Wat zijn vitale tekenen?

Vitale symptomen zijn de basisindicatoren van gezondheid in de geneeskunde. Er zijn vier essentiële vitale functies - temperatuur, hartslag, ademhaling en bloeddruk. Het meten van vitale functies geeft medische professionals belangrijke informatie over de gezondheid van een patiënt. Ongebruikelijke vitale functies kunnen wijzen op het bestaan ​​van een grote of kleine ziekte, een chronische ziekte of de verergering van een bestaande ziekte. Vitale tekenen, onder niet-noodsituaties, worden gecontroleerd wanneer de patiënt gaat zitten en ontspannen.

De temperatuur wordt meestal gemeten met een orale thermometer, maar thermometers kunnen ook in het oor, de anus of de oksel worden geplaatst. Een normale temperatuur is 98,6 ° Fahrenheit (37 ° Celsius) met behulp van een orale thermometer. Een orale temperatuur van meer dan 101 ° Fahrenheit (38 ° Celsius) betekent dat de patiënt koorts heeft. Rectale temperaturen zijn hoger dan orale temperaturen, maar rectale metingen zijn ook de meest nauwkeurige van alle temperatuuropnemende methoden.

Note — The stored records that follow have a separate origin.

PR #4944, opened 2026-03-25
fix: Document tag search

shaohuzhang1:
fix: Document tag search

### DIFF
--- a/apps/application/flow/step_node/search_document_node/impl/base_search_document_node.py
+++ b/apps/application/flow/step_node/search_document_node/impl/base_search_document_node.py
@@ -59,7 +59,7 @@ class BaseSearchDocumentNode(ISearchDocumentStepNode):
             )
             authorized_knowledge_ids = get_knowledge_list_of_authorized(
                 self.workflow_manage.get_body().get('chat_user_id'),
-                actual_knowledge_ids
+                [str(k_id) for k_id in actual_knowledge_ids]
             )
             document_id_list = QuerySet(Document).filter(
                 id__in=document_id_list,


apps/application/flow/step_node/search_document_node/impl/base_search_document_node.py
```diff
@@ -59,7 +59,7 @@ def execute(self, knowledge_id_list: List, search_mode: str, search_scope_type:
             )
             authorized_knowledge_ids = get_knowledge_list_of_authorized(
                 self.workflow_manage.get_body().get('chat_user_id'),
-                actual_knowledge_ids
+                [str(k_id) for k_id in actual_knowledge_ids]
             )
             document_id_list = QuerySet(Document).filter(
                 id__in=document_id_list,
```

Een polsmeting wordt gedaan door de wijsvinger en middelvinger over een grote slagader te plaatsen of door rechtstreeks naar het hart te luisteren. De meest handige manier om dit te doen is om de radiale slagader om de pols te gebruiken. Een arts of verpleegkundige telt beats gedurende 15 seconden en vermenigvuldigt dit met vier om een ​​meting van beats per minuut te krijgen. Een normale polsslag voor volwassenen produceert 60 tot 100 slagen per minuut. Een onregelmatige pols komt vaak voor, maar kan ook op hartproblemen wijzen.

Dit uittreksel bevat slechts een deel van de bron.